Antonio Socci, sur 'Libero': sur la communion pour les divorcés, le pape déchire l'Eglise. Et retour sur l'appel du Père Carlo Buzzi, le missionnaire de Sandro Magister qui en mai dernier prônait "la communion de désir" (24/9/2014)

     

Dans la cacophonie ecclésiale et médiatique qui nous submerge depuis plusieurs mois autour des prétendues "souffrances" des divorcés remariés empêchés d'accéder à la communion, une voix de sagesse et d'humilité (bien loin des savantes discussions théologiques dont au fond le fidèle lambda se moque, et auxquelles il ne comprend pas grand chose) s'était fait entendre en mai dernier. Cette voix, celle d'un prêtre de 71 ans, missionnaire au Bangladesh, le père Buzzi, avait trouvé une tribune médiatique grâce à son ami d'enfance Sandro Magister, qui a publié les deux lettres qu'il lui a adressées sur son site <Chiesa>
1. Accès des remariés à la communion: une lettre du Bangladesh, le 12 mai 2014
2. La communion aux divorcés remariés? Oui, la communion de désir, le 21 mai 2014

Dans la première lettre, tout est dit dans ces quelques lignes:

Ces divorcés remariés – qui, en fin de compte, ont quelque peu négligé le sens chrétien de la souffrance, du sacrifice, de la patience, de la pénitence, et qui ont oublié que Jésus a été crucifié et que la croix, lorsqu’elle se présente, est pour tout chrétien un moyen de se rapprocher du Rédempteur – se montrent quelque peu présomptueux quand ils font appel à la miséricorde de Dieu, alors qu’ils n’ont guère tenu compte de lui précédemment.
Au point de vue subjectif, je pense que, pour eux, il est beaucoup plus existentiel qu’ils se limitent au désir de la communion plutôt que de recevoir la communion elle-même.
Le fait d’accepter de bon gré cette abstinence fera beaucoup de bien à leur âme et à la sainteté de cette communauté chrétienne qu’est l’Église.

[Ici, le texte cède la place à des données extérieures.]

PR #703, opened 2020-04-06
Fix #693: pipe events are lost after RestartServer command

### LINKED ISSUE #693: Pipe event subscriptions are lost after RestartServer command
Follow up of #573 / #496

Great work @mliszcz! Thanks!
It seems to work fine with archive, change and periodic events as well as for attribute configuration events and data ready events.
I noticed only one issue with the Pipe events after calling the RestartServer admin device command.
Pipe events seem to work fine after a device restart command.

_Originally posted by @bourtemb in https://github.com/tango-controls/cppTango/pull/573#issuecomment-598194237_

mliszcz:
Fixes #693.

### DIFF
--- a/cppapi/server/dserver.cpp
+++ b/cppapi/server/dserver.cpp
@@ -1993,8 +1993,9 @@ ServerEventSubscriptionState DServer::get_event_subscription_state()
 
             if (events.has_dev_intr_change_event_clients ||
                 ! events.attribute_events.empty())
-
-            result.emplace(device->get_name(), std::move(events));
+            {
+                result.emplace(device->get_name(), std::move(events));
+            }
         }
     }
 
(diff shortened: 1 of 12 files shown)


cppapi/server/dserver.cpp
```diff
@@ -1985,29 +1981,30 @@ void DServer::mcast_event_for_att(std::string &dev_name,std::string &att_name,st
...
+    for (const auto& device_class : class_list)
+    {
+        for (const auto& device : device_class->get_device_list())
+        {
+            auto events = device->get_event_subscription_state();
+
+            if (events.has_dev_intr_change_event_clients ||
+                ! events.attribute_events.empty())
+
+            result.emplace(device->get_name(), std::move(events));
```
t-b: I'm not sure how to read that code.

Should it be

```
            if (events.has_dev_intr_change_event_clients ||
                ! events.attribute_events.empty())
             {
                 result.emplace(device->get_name(), std::move(events));
             }
```
?

t-b (changes requested):
Except one minor code style issue this looks good!

cppapi/server/dserver.cpp
mliszcz: Thanks! Correected as you suggested.

t-b (dismissed):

Dans la seconde, après avoir remarqué que "cette polémique a pris une importance excessive et elle ne mérite pas toute cette tension", il développe son point de vue de "communion de désir".
Je note ce passage:

Nous sommes en train de ramener l’Église au niveau d’une organisation comme l’ONU ou d’un parlement quelconque où la majorité l’emporte. C’est-à-dire justement ces institutions qui, de manière légale et démocratique, approuvent toutes sortes de choses, y compris des crimes comme l'avortement, le mariage entre homosexuels avec possibilité pour ceux-ci d’adopter des enfants, les expériences sur des embryons qui sont des êtres humains, l'euthanasie, et ainsi de suite.
C’est la première fois que la démocratie, avec ses méthodes, s’introduit dans l’Église catholique. Est-ce que le Saint-Esprit aura au moins droit à une voix, comme tout évêque, étant donné qu’il vient comme représentant de la Sainte Trinité ?
Jusqu’à maintenant l’Église catholique est restée debout parce qu’elle reposait sur la sainteté de ses membres et de ses martyrs, pas sur la démocratie.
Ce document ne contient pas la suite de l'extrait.